◆ **WHAT TO WORK ON**: All lines below containing the string "Unrestricted" are to be copied.

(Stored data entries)
# # # # #
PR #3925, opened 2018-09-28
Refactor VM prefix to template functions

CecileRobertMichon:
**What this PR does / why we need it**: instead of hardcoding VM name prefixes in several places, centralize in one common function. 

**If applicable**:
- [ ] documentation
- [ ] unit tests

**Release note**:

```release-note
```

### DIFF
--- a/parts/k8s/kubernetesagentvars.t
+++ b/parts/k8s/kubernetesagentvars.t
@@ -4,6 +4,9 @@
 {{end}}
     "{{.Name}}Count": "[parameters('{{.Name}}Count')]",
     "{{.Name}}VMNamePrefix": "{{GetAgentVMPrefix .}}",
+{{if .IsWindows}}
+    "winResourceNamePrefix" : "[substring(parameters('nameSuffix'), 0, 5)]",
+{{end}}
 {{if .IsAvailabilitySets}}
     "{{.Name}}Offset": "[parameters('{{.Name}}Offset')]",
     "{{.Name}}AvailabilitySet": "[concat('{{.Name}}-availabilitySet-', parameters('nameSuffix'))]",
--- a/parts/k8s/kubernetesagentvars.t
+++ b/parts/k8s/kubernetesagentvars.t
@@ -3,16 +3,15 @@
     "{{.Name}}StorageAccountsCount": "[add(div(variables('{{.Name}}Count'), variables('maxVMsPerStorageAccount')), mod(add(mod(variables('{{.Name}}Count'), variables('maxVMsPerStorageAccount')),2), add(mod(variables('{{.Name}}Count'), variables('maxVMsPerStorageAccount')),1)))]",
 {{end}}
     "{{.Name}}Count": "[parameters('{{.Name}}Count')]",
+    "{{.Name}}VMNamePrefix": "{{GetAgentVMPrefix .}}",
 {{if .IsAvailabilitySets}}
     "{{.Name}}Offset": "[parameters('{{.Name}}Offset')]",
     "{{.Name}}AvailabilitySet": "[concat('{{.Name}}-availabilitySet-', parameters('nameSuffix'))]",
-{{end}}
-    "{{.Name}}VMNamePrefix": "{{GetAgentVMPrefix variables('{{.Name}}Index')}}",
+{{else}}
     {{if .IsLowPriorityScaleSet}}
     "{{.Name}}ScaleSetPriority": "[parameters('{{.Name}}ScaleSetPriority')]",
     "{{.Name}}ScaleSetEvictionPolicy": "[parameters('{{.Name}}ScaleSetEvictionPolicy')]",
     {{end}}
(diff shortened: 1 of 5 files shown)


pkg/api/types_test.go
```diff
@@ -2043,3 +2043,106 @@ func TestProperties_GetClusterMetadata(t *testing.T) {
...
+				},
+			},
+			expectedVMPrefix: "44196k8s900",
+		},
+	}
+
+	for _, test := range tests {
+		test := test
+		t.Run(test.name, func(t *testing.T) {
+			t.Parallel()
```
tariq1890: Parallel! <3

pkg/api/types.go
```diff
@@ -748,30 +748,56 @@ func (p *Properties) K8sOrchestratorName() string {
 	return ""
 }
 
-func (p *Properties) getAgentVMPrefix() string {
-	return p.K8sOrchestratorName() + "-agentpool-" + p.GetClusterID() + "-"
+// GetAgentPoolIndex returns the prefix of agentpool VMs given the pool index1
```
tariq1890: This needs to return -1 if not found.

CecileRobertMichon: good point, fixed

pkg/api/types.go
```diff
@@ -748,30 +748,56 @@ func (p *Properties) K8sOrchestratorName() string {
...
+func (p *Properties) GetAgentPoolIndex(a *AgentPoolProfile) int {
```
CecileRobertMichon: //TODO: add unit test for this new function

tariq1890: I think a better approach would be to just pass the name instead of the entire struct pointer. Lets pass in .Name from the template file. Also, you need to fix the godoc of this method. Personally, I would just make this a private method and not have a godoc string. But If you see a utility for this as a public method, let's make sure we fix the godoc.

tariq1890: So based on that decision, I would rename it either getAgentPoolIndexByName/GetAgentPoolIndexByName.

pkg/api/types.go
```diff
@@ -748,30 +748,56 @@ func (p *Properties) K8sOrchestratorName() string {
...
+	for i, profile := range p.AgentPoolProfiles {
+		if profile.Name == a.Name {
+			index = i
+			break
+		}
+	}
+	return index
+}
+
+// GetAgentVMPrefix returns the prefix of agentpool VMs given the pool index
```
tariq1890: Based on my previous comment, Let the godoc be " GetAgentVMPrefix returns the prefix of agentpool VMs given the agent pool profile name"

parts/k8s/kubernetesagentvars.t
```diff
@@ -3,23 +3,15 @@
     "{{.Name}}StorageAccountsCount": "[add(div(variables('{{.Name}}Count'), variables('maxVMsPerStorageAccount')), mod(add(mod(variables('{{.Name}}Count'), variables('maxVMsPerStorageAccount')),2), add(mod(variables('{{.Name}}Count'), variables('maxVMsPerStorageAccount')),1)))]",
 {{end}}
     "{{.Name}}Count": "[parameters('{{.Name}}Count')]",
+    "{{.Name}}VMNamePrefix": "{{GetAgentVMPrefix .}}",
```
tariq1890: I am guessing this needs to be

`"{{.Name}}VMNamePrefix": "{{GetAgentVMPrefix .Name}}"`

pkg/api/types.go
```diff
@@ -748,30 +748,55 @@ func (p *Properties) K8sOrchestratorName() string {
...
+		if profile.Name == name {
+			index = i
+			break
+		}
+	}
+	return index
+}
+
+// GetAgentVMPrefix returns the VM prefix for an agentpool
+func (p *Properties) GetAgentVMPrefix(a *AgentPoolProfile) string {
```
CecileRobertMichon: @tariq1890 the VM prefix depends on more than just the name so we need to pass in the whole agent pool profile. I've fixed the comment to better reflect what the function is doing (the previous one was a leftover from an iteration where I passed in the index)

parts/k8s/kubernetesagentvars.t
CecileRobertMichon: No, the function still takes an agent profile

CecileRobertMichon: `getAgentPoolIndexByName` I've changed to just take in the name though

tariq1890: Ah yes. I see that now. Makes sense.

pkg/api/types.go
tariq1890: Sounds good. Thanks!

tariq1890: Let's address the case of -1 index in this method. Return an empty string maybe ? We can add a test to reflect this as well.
# # # # #
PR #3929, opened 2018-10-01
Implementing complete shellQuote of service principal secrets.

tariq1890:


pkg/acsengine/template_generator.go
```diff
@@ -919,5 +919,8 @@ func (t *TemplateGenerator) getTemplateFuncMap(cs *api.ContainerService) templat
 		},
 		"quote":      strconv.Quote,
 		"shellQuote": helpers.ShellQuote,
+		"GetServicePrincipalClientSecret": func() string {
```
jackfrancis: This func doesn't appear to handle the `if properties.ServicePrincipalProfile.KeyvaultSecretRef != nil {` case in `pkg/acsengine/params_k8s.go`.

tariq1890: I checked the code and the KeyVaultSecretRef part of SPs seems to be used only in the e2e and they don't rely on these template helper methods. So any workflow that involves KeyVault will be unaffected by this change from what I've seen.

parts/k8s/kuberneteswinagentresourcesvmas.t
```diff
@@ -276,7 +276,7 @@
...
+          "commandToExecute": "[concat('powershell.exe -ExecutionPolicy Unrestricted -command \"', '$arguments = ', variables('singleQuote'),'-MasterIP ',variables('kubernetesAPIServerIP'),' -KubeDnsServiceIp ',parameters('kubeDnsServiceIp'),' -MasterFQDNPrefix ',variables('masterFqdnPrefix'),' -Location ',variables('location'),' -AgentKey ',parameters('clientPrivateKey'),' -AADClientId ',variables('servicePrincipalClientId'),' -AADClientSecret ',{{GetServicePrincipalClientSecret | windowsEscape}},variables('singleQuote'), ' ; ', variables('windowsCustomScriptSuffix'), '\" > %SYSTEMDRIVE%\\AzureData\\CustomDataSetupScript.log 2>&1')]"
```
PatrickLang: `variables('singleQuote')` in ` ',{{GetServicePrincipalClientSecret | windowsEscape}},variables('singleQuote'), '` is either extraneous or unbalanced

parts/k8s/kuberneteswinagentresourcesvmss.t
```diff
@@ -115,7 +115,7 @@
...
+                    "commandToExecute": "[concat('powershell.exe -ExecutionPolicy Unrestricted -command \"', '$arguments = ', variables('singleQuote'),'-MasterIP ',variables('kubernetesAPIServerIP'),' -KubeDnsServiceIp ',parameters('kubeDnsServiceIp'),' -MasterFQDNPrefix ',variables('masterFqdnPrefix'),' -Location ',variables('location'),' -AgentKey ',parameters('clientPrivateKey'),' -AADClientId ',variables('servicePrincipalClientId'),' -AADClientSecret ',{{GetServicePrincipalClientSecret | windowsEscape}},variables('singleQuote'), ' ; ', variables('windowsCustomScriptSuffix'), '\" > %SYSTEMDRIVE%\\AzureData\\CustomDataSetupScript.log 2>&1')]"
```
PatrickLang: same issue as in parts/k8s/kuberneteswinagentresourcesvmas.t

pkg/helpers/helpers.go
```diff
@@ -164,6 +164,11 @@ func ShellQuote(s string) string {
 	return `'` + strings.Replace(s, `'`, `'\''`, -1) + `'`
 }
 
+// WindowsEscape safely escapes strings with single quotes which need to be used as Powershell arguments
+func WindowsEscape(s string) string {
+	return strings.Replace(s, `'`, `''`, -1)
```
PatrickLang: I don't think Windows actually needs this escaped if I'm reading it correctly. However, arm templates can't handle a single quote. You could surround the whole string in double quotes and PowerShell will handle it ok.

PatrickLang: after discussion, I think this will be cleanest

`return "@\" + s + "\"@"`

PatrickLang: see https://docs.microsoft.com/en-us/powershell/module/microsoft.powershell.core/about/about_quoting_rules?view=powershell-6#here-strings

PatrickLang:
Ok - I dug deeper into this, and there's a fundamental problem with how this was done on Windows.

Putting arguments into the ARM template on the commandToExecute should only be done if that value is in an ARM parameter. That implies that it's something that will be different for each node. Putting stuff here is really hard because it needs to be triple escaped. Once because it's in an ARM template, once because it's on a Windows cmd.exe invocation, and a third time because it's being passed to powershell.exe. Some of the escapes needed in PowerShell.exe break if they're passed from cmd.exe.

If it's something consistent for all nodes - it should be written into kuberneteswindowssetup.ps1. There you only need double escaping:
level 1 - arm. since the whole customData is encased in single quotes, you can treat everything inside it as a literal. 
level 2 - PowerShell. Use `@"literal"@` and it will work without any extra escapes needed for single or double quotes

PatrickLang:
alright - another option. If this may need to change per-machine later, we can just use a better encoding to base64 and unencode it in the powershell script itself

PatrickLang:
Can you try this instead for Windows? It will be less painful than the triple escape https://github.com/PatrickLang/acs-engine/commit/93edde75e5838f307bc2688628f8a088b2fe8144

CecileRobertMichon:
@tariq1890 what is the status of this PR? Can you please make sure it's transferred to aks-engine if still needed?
# # # # #
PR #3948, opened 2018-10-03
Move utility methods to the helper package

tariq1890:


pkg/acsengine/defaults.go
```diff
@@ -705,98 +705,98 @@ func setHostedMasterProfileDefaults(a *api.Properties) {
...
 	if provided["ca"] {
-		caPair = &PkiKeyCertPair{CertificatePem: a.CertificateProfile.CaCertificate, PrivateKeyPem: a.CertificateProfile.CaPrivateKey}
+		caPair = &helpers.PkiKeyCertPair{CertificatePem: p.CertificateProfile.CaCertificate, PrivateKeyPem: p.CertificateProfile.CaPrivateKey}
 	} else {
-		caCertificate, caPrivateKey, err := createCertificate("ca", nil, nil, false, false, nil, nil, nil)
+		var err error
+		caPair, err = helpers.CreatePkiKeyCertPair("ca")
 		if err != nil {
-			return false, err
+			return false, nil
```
# # # # #
◆ **YOUR SOLUTION**:
+          "commandToExecute": "[concat('powershell.exe -ExecutionPolicy Unrestricted -command \"', '$arguments = ', variables('singleQuote'),'-MasterIP ',variables('kubernetesAPIServerIP'),' -KubeDnsServiceIp ',parameters('kubeDnsServiceIp'),' -MasterFQDNPrefix ',variables('masterFqdnPrefix'),' -Location ',variables('location'),' -AgentKey ',parameters('clientPrivateKey'),' -AADClientId ',variables('servicePrincipalClientId'),' -AADClientSecret ',{{GetServicePrincipalClientSecret | windowsEscape}},variables('singleQuote'), ' ; ', variables('windowsCustomScriptSuffix'), '\" > %SYSTEMDRIVE%\\AzureData\\CustomDataSetupScript.log 2>&1')]"
+                    "commandToExecute": "[concat('powershell.exe -ExecutionPolicy Unrestricted -command \"', '$arguments = ', variables('singleQuote'),'-MasterIP ',variables('kubernetesAPIServerIP'),' -KubeDnsServiceIp ',parameters('kubeDnsServiceIp'),' -MasterFQDNPrefix ',variables('masterFqdnPrefix'),' -Location ',variables('location'),' -AgentKey ',parameters('clientPrivateKey'),' -AADClientId ',variables('servicePrincipalClientId'),' -AADClientSecret ',{{GetServicePrincipalClientSecret | windowsEscape}},variables('singleQuote'), ' ; ', variables('windowsCustomScriptSuffix'), '\" > %SYSTEMDRIVE%\\AzureData\\CustomDataSetupScript.log 2>&1')]"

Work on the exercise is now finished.